== Segment start ==
PR #1493, opened 2022-07-05
Added method to list brand binding scopes

alexrobomind:
As mentioned in #1490, in order to accurately reconstruct brand bindings in a way that will lead to identically comparing schemas, I need to be able to get an exact list of binding scopes. This PR adds a new method to the schema class that lists all the brand binding scopes of the underlying RawBrandedSchema. This should hopefully be both simpler to review and a lower-risk addition, as it only reads information instead of mutating the schema loader's state.

### DIFF
--- a/c++/src/capnp/schema.c++
+++ b/c++/src/capnp/schema.c++
@@ -265,6 +265,18 @@ Schema::BrandArgumentList Schema::getBrandArgumentsAtScope(uint64_t scopeId) con
   return BrandArgumentList(scopeId, raw->isUnbound());
 }
 
+kj::Array<uint64_t> Schema::listBrandArgumentScopes() const {
+  KJ_REQUIRE(getProto().getIsGeneric(), "Not a generic type.", getProto().getDisplayName());
+  
+  auto result = kj::heapArray<uint64_t>(raw->scopeCount);
+  for(auto iScope : kj::indices(result)) {
+	result[iScope] = raw->scopes[iScope].typeId;
+  }
+  
+  return result;
+}
+	
+
 StructSchema Schema::asStruct() const {
   KJ_REQUIRE(getProto().isStruct(), "Tried to use non-struct schema as a struct.",
              getProto().getDisplayName()) {
--- a/c++/src/capnp/schema.c++
+++ b/c++/src/capnp/schema.c++
@@ -265,8 +265,9 @@ Schema::BrandArgumentList Schema::getBrandArgumentsAtScope(uint64_t scopeId) con
   return BrandArgumentList(scopeId, raw->isUnbound());
 }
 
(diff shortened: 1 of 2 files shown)


c++/src/capnp/schema.c++
```diff
@@ -265,6 +265,18 @@ Schema::BrandArgumentList Schema::getBrandArgumentsAtScope(uint64_t scopeId) con
   return BrandArgumentList(scopeId, raw->isUnbound());
 }
 
+kj::Array<uint64_t> Schema::listBrandArgumentScopes() const {
+  KJ_REQUIRE(getProto().getIsGeneric(), "Not a generic type.", getProto().getDisplayName());
+  
+  auto result = kj::heapArray<uint64_t>(raw->scopeCount);
+  for(auto iScope : kj::indices(result)) {
+	result[iScope] = raw->scopes[iScope].typeId;
+  }
```
kentonv, line 274: Style nitpicking.

```suggestion
  for (auto iScope: kj::indices(result)) {
    result[iScope] = raw->scopes[iScope].typeId;
  }
```

c++/src/capnp/schema.c++
```diff
@@ -265,6 +265,18 @@ Schema::BrandArgumentList Schema::getBrandArgumentsAtScope(uint64_t scopeId) con
   return BrandArgumentList(scopeId, raw->isUnbound());
 }
 
+kj::Array<uint64_t> Schema::listBrandArgumentScopes() const {
+  KJ_REQUIRE(getProto().getIsGeneric(), "Not a generic type.", getProto().getDisplayName());
```
kentonv, line 269: Maybe this should just return an empty array (`return nullptr`)?

c++/src/capnp/schema.h
```diff
@@ -125,6 +125,8 @@ class Schema {
   class BrandArgumentList;
   BrandArgumentList getBrandArgumentsAtScope(uint64_t scopeId) const;
   // Gets the values bound to the brand parameters at the given scope.
+  
+  kj::Array<uint64_t> listBrandArgumentScopes() const;
```
kentonv, line 129: Bikeshedding...

```suggestion
  kj::Array<uint64_t> getGenericScopeIds() const;
  // Returns the type IDs of all parent scopes that have generic parameters, to which this type is
  // subject.
```

c++/src/capnp/schema.c++
alexrobomind: I was simply following the existing API laid out by getBrandArgumentsAtScope. Returning an empty array makes sense .

alexrobomind:
All suggestions & comments implemented.

kentonv:
Ugghhh forgot to squash+merge. Oh well.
== Segment end ==
- WHAT THE EXERCISE ASKS
Give the data back in full, exactly as written.

- TASK OUTPUT
PR #1493, opened 2022-07-05
Added method to list brand binding scopes

alexrobomind:
As mentioned in #1490, in order to accurately reconstruct brand bindings in a way that will lead to identically comparing schemas, I need to be able to get an exact list of binding scopes. This PR adds a new method to the schema class that lists all the brand binding scopes of the underlying RawBrandedSchema. This should hopefully be both simpler to review and a lower-risk addition, as it only reads information instead of mutating the schema loader's state.

### DIFF
--- a/c++/src/capnp/schema.c++
+++ b/c++/src/capnp/schema.c++
@@ -265,6 +265,18 @@ Schema::BrandArgumentList Schema::getBrandArgumentsAtScope(uint64_t scopeId) con
   return BrandArgumentList(scopeId, raw->isUnbound());
 }
 
+kj::Array<uint64_t> Schema::listBrandArgumentScopes() const {
+  KJ_REQUIRE(getProto().getIsGeneric(), "Not a generic type.", getProto().getDisplayName());
+  
+  auto result = kj::heapArray<uint64_t>(raw->scopeCount);
+  for(auto iScope : kj::indices(result)) {
+	result[iScope] = raw->scopes[iScope].typeId;
+  }
+  
+  return result;
+}
+	
+
 StructSchema Schema::asStruct() const {
   KJ_REQUIRE(getProto().isStruct(), "Tried to use non-struct schema as a struct.",
              getProto().getDisplayName()) {
--- a/c++/src/capnp/schema.c++
+++ b/c++/src/capnp/schema.c++
@@ -265,8 +265,9 @@ Schema::BrandArgumentList Schema::getBrandArgumentsAtScope(uint64_t scopeId) con
   return BrandArgumentList(scopeId, raw->isUnbound());
 }
 
(diff shortened: 1 of 2 files shown)


c++/src/capnp/schema.c++
```diff
@@ -265,6 +265,18 @@ Schema::BrandArgumentList Schema::getBrandArgumentsAtScope(uint64_t scopeId) con
   return BrandArgumentList(scopeId, raw->isUnbound());
 }
 
+kj::Array<uint64_t> Schema::listBrandArgumentScopes() const {
+  KJ_REQUIRE(getProto().getIsGeneric(), "Not a generic type.", getProto().getDisplayName());
+  
+  auto result = kj::heapArray<uint64_t>(raw->scopeCount);
+  for(auto iScope : kj::indices(result)) {
+	result[iScope] = raw->scopes[iScope].typeId;
+  }
```
kentonv, line 274: Style nitpicking.

```suggestion
  for (auto iScope: kj::indices(result)) {
    result[iScope] = raw->scopes[iScope].typeId;
  }
```

c++/src/capnp/schema.c++
```diff
@@ -265,6 +265,18 @@ Schema::BrandArgumentList Schema::getBrandArgumentsAtScope(uint64_t scopeId) con
   return BrandArgumentList(scopeId, raw->isUnbound());
 }
 
+kj::Array<uint64_t> Schema::listBrandArgumentScopes() const {
+  KJ_REQUIRE(getProto().getIsGeneric(), "Not a generic type.", getProto().getDisplayName());
```
kentonv, line 269: Maybe this should just return an empty array (`return nullptr`)?

c++/src/capnp/schema.h
```diff
@@ -125,6 +125,8 @@ class Schema {
   class BrandArgumentList;
   BrandArgumentList getBrandArgumentsAtScope(uint64_t scopeId) const;
   // Gets the values bound to the brand parameters at the given scope.
+  
+  kj::Array<uint64_t> listBrandArgumentScopes() const;
```
kentonv, line 129: Bikeshedding...

```suggestion
  kj::Array<uint64_t> getGenericScopeIds() const;
  // Returns the type IDs of all parent scopes that have generic parameters, to which this type is
  // subject.
```

c++/src/capnp/schema.c++
alexrobomind: I was simply following the existing API laid out by getBrandArgumentsAtScope. Returning an empty array makes sense .

alexrobomind:
All suggestions & comments implemented.

kentonv:
Ugghhh forgot to squash+merge. Oh well.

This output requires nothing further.